The advent of more flexible clinical trial design brings a promise of greater hope in alleviating the challenges rare and orphan patients face in accessing clinical trials. However, just as creating a diagnosis and treatment plan is a slow and complex process, there is no simple path to innovation in clinical trials, and patient populations continue to struggle with availability, access, and exclusion/inclusion criteria.
Challenge #1: Barriers to Innovation
Within the larger study of trial design, interest in nontraditional clinical trial models in the development and application of drug therapies is growing; two such examples are basket trials and umbrella trials. Basket trials are useful for diseases which have common molecular alternations. In a basket trial, a targeted therapy is evaluated on multiple diseases or disease subtypes. Umbrella trials evaluate multiple targeted therapies for a single disease that is stratified into subgroups by molecular alteration.
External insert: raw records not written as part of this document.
PR #98, opened 2017-04-24
Denies Apache from seeing .yml files such as the wp-cli.yml file

joerybruijntjes:
The wp-cli.yml in the application root contains sensitive information needed during setup but never gets removed. Not sure if it needs to exist beyond the initial setup so as a stopgap measure this patch simply disallows Apache to serve any .yml files to the visitor so that information can't leak. If I'm missing some obvious reason why that information would be not fetch-able whilst running in production, let me know!

### DIFF
--- a/php5.6/Dockerfile
+++ b/php5.6/Dockerfile
@@ -44,6 +44,7 @@ RUN curl \
         -o /run.sh https://raw.githubusercontent.com/visiblevc/wordpress-starter/master/run.sh \
     && chmod +x /usr/local/bin/wp /run.sh \
     && sed -i "s/AllowOverride None/AllowOverride All/g" /etc/apache2/apache2.conf \
+    && sed -i 's/<FilesMatch "^\\.ht">/<FilesMatch "^\.ht|\.yml">/g' /etc/apache2/apache2.conf \    
     && a2enmod rewrite expires \
     && service apache2 restart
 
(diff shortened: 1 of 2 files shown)


karellm:
@joerybruijntjes This is a development environment, this isn't intended to be used in production. I don't see the need for this.

dsifford:
@karellm I disagree. This had potential to be disastrous. Kudos on the find @joerybruijntjes, huge help. (I'm using this in production on two sites).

While both basket and umbrella trials are being used minimally in the disease market, they are used even less frequently in the rare disease space. Research from Clinical Trials Arena’s December 2021 analysis revealed there were approximately 42 basket trials and seven umbrella trials initiated in 2021 as compared to more than 5,000 rare disease trials started in the same year. According to the article, “Basket and umbrella trial designs could open new doors in therapeutic rare disease research, but they remain largely underutilized outside of cancer.”
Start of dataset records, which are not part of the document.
PR #101, opened 2017-05-30
Add deploy script for automating the manual deploy process

dsifford:
cc: @karellm


karellm:
Looks great thanks! I always learn new things reading your bash script 👍

PR #106, opened 2017-07-17
Addition to wp-config.php to allow https via reverse proxy

signaleleven:
I tried to put this wordpress container behind a reverse proxy that terminates https requests and reroutes them in clear to a local container (I used traefik, but it could be anything) and the only way to make it work properly (no mixed content) is to allow wordpress to be aware of the fact that the request is a forwarded https request.
I believe that these lines, added to the wp-config.php file, are harmless for other use cases, but crucial for mine. 

Pull if you agree, and thanks for the great project!

### DIFF
--- a/run.sh
+++ b/run.sh
@@ -41,9 +41,9 @@ core config:
     define('WP_DEBUG', ${WP_DEBUG:-false});
     define('WP_DEBUG_LOG', ${WP_DEBUG_LOG:-false});
     define('WP_DEBUG_DISPLAY', ${WP_DEBUG_DISPLAY:-true});
-    if (\$_SERVER['HTTP_X_FORWARDED_PROTO'] == 'https')
+    if (\$_SERVER['HTTP_X_FORWARDED_PROTO'] == 'https') {
        \$_SERVER['HTTPS']='on';
-
+    }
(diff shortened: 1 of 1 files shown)


dsifford:
Sorry for overlooking this @signaleleven!

I'm fairly certain this will be fine to merge in. I'm good with it if @karellm is.

karellm:
LGTM 👍

signaleleven:
Oh, that would be because I probably took the lines from 2 different files.
I am not used to maintaining a consistent style.
Should I commit a more consistent version? Which one would you prefer? I am more for the `{}` even for single line ifs...

karellm:
My preference is that a block should always be closed. So I definitely vote for `{}`.

dsifford:
@signaleleven Also, can you confirm that this doesn't throw warnings when not proxying just to be sure before we merge? I vaguely recall that I've had issues with using `$_SERVER` directly in some situations (can't recall exactly what those situations were though off the top of my head)

signaleleven:
I ran a site without a proxy in between and it looked ok. But since I use traefik for https and LE automation, I tested only pure http.

dsifford:
Support for this added in #130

Challenge #2: Access and Availability
With a limited population size that’s geographically dispersed, the challenges presented by rare disease trials are frustrating for both patients and manufacturers. Because the population is so small, it’s difficult to identify, recruit, and retain the number of patients needed for trial.
Often, patients must travel far from home to participate in the few clinical trial sites set up by the manufacturer. Understandably, this results in rare disease patients opting out or dropping out of a trial – for a patient living with a rare disease, the effort and expense of travel simply may be too much to bear.
To add further complexity, rare disease physicians are uncommon and are geographically separated, creating a situation in which even the most dedicated physician teams are thwarted by logistical challenges.
Challenge #3: Exclusion and Inclusion Criteria
Because of the small size of rare and orphan disease groups, the endpoints needed to meet exclusion and inclusion criteria must be tight. There is no room for error; just one or two patients can make or break that endpoint. Many patients will not meet the inclusion points and will, therefore, be ineligible to participate. Although frequently this challenge results in the expansion of program access later on – thus creating more viability for patients and physicians alike – it’s still a barrier to participation in trials which might, in fact, be more productive.
Diligence Will Make a Difference
There’s no shortage of obstacles when it comes to rare disease trials. Our biggest challenge may be the one we make ourselves to remain both curious and diligent in seeking solutions.
• Push for inclusive, patient-first care. For rare disease trials – just like everything else with rare disease – we cannot rest on what works for other populations.
• Pharmaceutical companies must embrace new trial designs in terms of how they are designed, what they can accomplish, and how information is submitted to the FDA. Continued innovation in trial design will be worth the effort.
• CRO partners must be held to a higher standard. It’s not enough to simply choose the largest CRO or default to the known provider. We must adopt relationships with CRO partners who are successfully creating trials for small patient populations.
• Think creatively about access. In response to Covid-19, the corporate world had to reimagine how work gets done. What big-picture concepts have we learned that now could be applied to clinical trials?
At Optime Care, we prioritize our patients above all else, which is why it is vital that we continue to advocate for their best interest. That means pushing past the barriers and looking toward solutions that meet the needs of those afflicted with rare disease.